■ **What this task involves**
From the first line to the last, reproduce the material exactly.

■ **Material for the task**
PR #3029, opened 2026-08-05
Remove forked `RouterLink` implementation

m-akinc:
# Pull Request

## 🤨 Rationale

As of Angular 20, `RouterLink` supports custom elements. We should drop our vendored/modified version in favor of the official Angular one.

## 👩‍💻 Implementation
- Removed our forked copy of `router_link.ts`, as well as related, forked tests/utilities.

## 🧪 Testing
Existing tests pass


rajsite (changes requested):
> I created DisableableNimbleAnchorBaseDirective, which, after every change detection pass, overwrites RouterLink.target's value with "_disabled" if the host is disabled and RouterLink.target is "_self"/undefined. If the host is not disabled, and RouterLink.target is "_disabled", that means we replaced it, so we restore it to undefined.

That sounds like a huge hack that will result in timing and state inconsistencies and we should actually discuss changes like this before putting up large PRs. 
Can consult with Molly to consider possible alternatives or can discuss when back in office

m-akinc:
> > I created DisableableNimbleAnchorBaseDirective, which, after every change detection pass, overwrites RouterLink.target's value with "_disabled" if the host is disabled and RouterLink.target is "_self"/undefined. If the host is not disabled, and RouterLink.target is "_disabled", that means we replaced it, so we restore it to undefined.
> 
> That sounds like a huge hack that will result in timing and state inconsistencies and we should actually discuss changes like this before putting up large PRs. Can consult with Molly to consider possible alternatives or can discuss when back in office

I'm not convinced this would result in any actual (timing or other) issues the way it is implemented, but I concede it's a hack. Just yesterday, I thought of another possible approach: when the control becomes `disabled`, maybe we could temporarily remove `routerLink` (and cache the value for restoration), so that the `RouterLink` directive no longer applies. This feels a lot like the current approach, but has the advantages of being (1) agnostic about how `RouterLink` works (i.e. caring about `target`), and (2) more direct about intent (i.e. "turn off router link" rather than "change `target`").

packages/angular-workspace/nimble-angular/src/directives/breadcrumb-item/nimble-breadcrumb-item-router-link-with-href.directive.ts
```diff
@@ -1,59 +0,0 @@
...
-        // can be in control of when the click handler is called. This allows RouterLinkWithHref's onClick to only be called
-        // when the link within the element is clicked rather than any part of the element.
-        return true;
-    }
-
-    @HostListener(
-        'click',
-        ['$event', '$event.button', '$event.ctrlKey', '$event.shiftKey', '$event.altKey', '$event.metaKey']
-    )
-    public nimbleOnClick(event: MouseEvent): boolean {
```
mollykreis, line 51: Did this logic get lost, or does it still exist somewhere? (I didn't see it moved to the `NimbleBreadcrumbItemDirective`).

packages/angular-workspace/nimble-angular/src/directives/anchor-base/disableable-nimble-anchor-base.directive.ts
```diff
@@ -0,0 +1,47 @@
...
+import type { AnchorBase } from '@ni/nimble-components/dist/esm/anchor-base';
+import { type BooleanValueOrAttribute, toBooleanProperty } from '@ni/nimble-angular/internal-utilities';
+import { NimbleAnchorBaseDirective } from './nimble-anchor-base.directive';
+
+/**
+ * Base class for directives providing link attributes that include 'disabled'.
+ * @internal
+ */
+@Directive()
+export class DisableableNimbleAnchorBaseDirective<T extends (AnchorBase & { disabled: boolean })>
```
mollykreis: > > >I created DisableableNimbleAnchorBaseDirective, which, after every change detection pass, overwrites RouterLink.target's value with "_disabled" if the host is disabled and RouterLink.target is "_self"/undefined. If the host is not disabled, and RouterLink.target is "_disabled", that means we replaced it, so we restore it to undefined.
> > 
> > That sounds like a huge hack that will result in timing and state inconsistencies and we should actually discuss changes like this before putting up large PRs. Can consult with Molly to consider possible alternatives or can discuss when back in office
> 
> I'm not convinced this would result in any actual (timing or other) issues the way it is implemented, but I concede it's a hack. Just yesterday, I thought of another possible approach: when the control becomes disabled, maybe we could temporarily remove routerLink (and cache the value for restoration), so that the RouterLink directive no longer applies. This feels a lot like the current approach, but has the advantages of being (1) agnostic about how RouterLink works (i.e. caring about target), and (2) more direct about intent (i.e. "turn off router link" rather than "change target").

Unless I'm missing something, the current approach of replacing the target causes the target to get reset to `undefined` even if the client code had it configured to some other value. Is that correct?

It looks like the current nimble code handles disabled anchor components by overriding the `onClick` event handler. Is that not an option any more?

m-akinc: > Unless I'm missing something, the current approach of replacing the target causes the target to get reset to undefined even if the client code had it configured to some other value. Is that correct?

We will only replace the `target` value with `'_disabled'` if it is `'_self'` or `undefined` (which are equivalent). So, when restoring, we are always setting it back to (functionally) the same value we replaced. And if `target` is changed to something else while the element is disabled (and the directive has the `'_disabled'` value), we won't end up changing it once the element is re-enabled (because we only restore over a `'_disabled'` value).

> It looks like the current nimble code handles disabled anchor components by overriding the onClick event handler. Is that not an option any more?

That was possible because we were providing an _alternative_ version of the router link directive for users to use. If the goal is to stop doing that and have them use the standard, Angular router link directive, then I don't see how we can override its `onClick` handler--unless we maybe monkey-patch it, but that doesn't seem like a better solution to me.

packages/angular-workspace/nimble-angular/src/directives/breadcrumb-item/nimble-breadcrumb-item-router-link-with-href.directive.ts
m-akinc: It got lost. ☹️ This is another case of needing to gate router navigation on some custom condition, but, unfortunately, this is even hairier than the "disabled" case. I'm brainstorming some alternate ideas.

m-akinc: I've backed out the part of this change that removed our component-specific `NimbleAnchor***RouterLinkWithHrefDirective` and `NimbleAnchor***RouterLinkDirective` files, so now this is moot.

packages/angular-workspace/nimble-angular/src/directives/anchor-base/disableable-nimble-anchor-base.directive.ts
m-akinc: Moot now that I've narrowed the scope of this PR to only removing the forked Angular files.

mollykreis (approved):

rajsite (approved):

rajsite:
Looks great! Turned out to be a very clean improvement!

■ **Your response**
PR #3029, opened 2026-08-05
Remove forked `RouterLink` implementation

m-akinc:
# Pull Request

## 🤨 Rationale

As of Angular 20, `RouterLink` supports custom elements. We should drop our vendored/modified version in favor of the official Angular one.

## 👩‍💻 Implementation
- Removed our forked copy of `router_link.ts`, as well as related, forked tests/utilities.

## 🧪 Testing
Existing tests pass


rajsite (changes requested):
> I created DisableableNimbleAnchorBaseDirective, which, after every change detection pass, overwrites RouterLink.target's value with "_disabled" if the host is disabled and RouterLink.target is "_self"/undefined. If the host is not disabled, and RouterLink.target is "_disabled", that means we replaced it, so we restore it to undefined.

That sounds like a huge hack that will result in timing and state inconsistencies and we should actually discuss changes like this before putting up large PRs. 
Can consult with Molly to consider possible alternatives or can discuss when back in office

m-akinc:
> > I created DisableableNimbleAnchorBaseDirective, which, after every change detection pass, overwrites RouterLink.target's value with "_disabled" if the host is disabled and RouterLink.target is "_self"/undefined. If the host is not disabled, and RouterLink.target is "_disabled", that means we replaced it, so we restore it to undefined.
> 
> That sounds like a huge hack that will result in timing and state inconsistencies and we should actually discuss changes like this before putting up large PRs. Can consult with Molly to consider possible alternatives or can discuss when back in office

I'm not convinced this would result in any actual (timing or other) issues the way it is implemented, but I concede it's a hack. Just yesterday, I thought of another possible approach: when the control becomes `disabled`, maybe we could temporarily remove `routerLink` (and cache the value for restoration), so that the `RouterLink` directive no longer applies. This feels a lot like the current approach, but has the advantages of being (1) agnostic about how `RouterLink` works (i.e. caring about `target`), and (2) more direct about intent (i.e. "turn off router link" rather than "change `target`").

packages/angular-workspace/nimble-angular/src/directives/breadcrumb-item/nimble-breadcrumb-item-router-link-with-href.directive.ts
```diff
@@ -1,59 +0,0 @@
...
-        // can be in control of when the click handler is called. This allows RouterLinkWithHref's onClick to only be called
-        // when the link within the element is clicked rather than any part of the element.
-        return true;
-    }
-
-    @HostListener(
-        'click',
-        ['$event', '$event.button', '$event.ctrlKey', '$event.shiftKey', '$event.altKey', '$event.metaKey']
-    )
-    public nimbleOnClick(event: MouseEvent): boolean {
```
mollykreis, line 51: Did this logic get lost, or does it still exist somewhere? (I didn't see it moved to the `NimbleBreadcrumbItemDirective`).

packages/angular-workspace/nimble-angular/src/directives/anchor-base/disableable-nimble-anchor-base.directive.ts
```diff
@@ -0,0 +1,47 @@
...
+import type { AnchorBase } from '@ni/nimble-components/dist/esm/anchor-base';
+import { type BooleanValueOrAttribute, toBooleanProperty } from '@ni/nimble-angular/internal-utilities';
+import { NimbleAnchorBaseDirective } from './nimble-anchor-base.directive';
+
+/**
+ * Base class for directives providing link attributes that include 'disabled'.
+ * @internal
+ */
+@Directive()
+export class DisableableNimbleAnchorBaseDirective<T extends (AnchorBase & { disabled: boolean })>
```
mollykreis: > > >I created DisableableNimbleAnchorBaseDirective, which, after every change detection pass, overwrites RouterLink.target's value with "_disabled" if the host is disabled and RouterLink.target is "_self"/undefined. If the host is not disabled, and RouterLink.target is "_disabled", that means we replaced it, so we restore it to undefined.
> > 
> > That sounds like a huge hack that will result in timing and state inconsistencies and we should actually discuss changes like this before putting up large PRs. Can consult with Molly to consider possible alternatives or can discuss when back in office
> 
> I'm not convinced this would result in any actual (timing or other) issues the way it is implemented, but I concede it's a hack. Just yesterday, I thought of another possible approach: when the control becomes disabled, maybe we could temporarily remove routerLink (and cache the value for restoration), so that the RouterLink directive no longer applies. This feels a lot like the current approach, but has the advantages of being (1) agnostic about how RouterLink works (i.e. caring about target), and (2) more direct about intent (i.e. "turn off router link" rather than "change target").

Unless I'm missing something, the current approach of replacing the target causes the target to get reset to `undefined` even if the client code had it configured to some other value. Is that correct?

It looks like the current nimble code handles disabled anchor components by overriding the `onClick` event handler. Is that not an option any more?

m-akinc: > Unless I'm missing something, the current approach of replacing the target causes the target to get reset to undefined even if the client code had it configured to some other value. Is that correct?

We will only replace the `target` value with `'_disabled'` if it is `'_self'` or `undefined` (which are equivalent). So, when restoring, we are always setting it back to (functionally) the same value we replaced. And if `target` is changed to something else while the element is disabled (and the directive has the `'_disabled'` value), we won't end up changing it once the element is re-enabled (because we only restore over a `'_disabled'` value).

> It looks like the current nimble code handles disabled anchor components by overriding the onClick event handler. Is that not an option any more?

That was possible because we were providing an _alternative_ version of the router link directive for users to use. If the goal is to stop doing that and have them use the standard, Angular router link directive, then I don't see how we can override its `onClick` handler--unless we maybe monkey-patch it, but that doesn't seem like a better solution to me.

packages/angular-workspace/nimble-angular/src/directives/breadcrumb-item/nimble-breadcrumb-item-router-link-with-href.directive.ts
m-akinc: It got lost. ☹️ This is another case of needing to gate router navigation on some custom condition, but, unfortunately, this is even hairier than the "disabled" case. I'm brainstorming some alternate ideas.

m-akinc: I've backed out the part of this change that removed our component-specific `NimbleAnchor***RouterLinkWithHrefDirective` and `NimbleAnchor***RouterLinkDirective` files, so now this is moot.

packages/angular-workspace/nimble-angular/src/directives/anchor-base/disableable-nimble-anchor-base.directive.ts
m-akinc: Moot now that I've narrowed the scope of this PR to only removing the forked Angular files.

mollykreis (approved):

rajsite (approved):

rajsite:
Looks great! Turned out to be a very clean improvement!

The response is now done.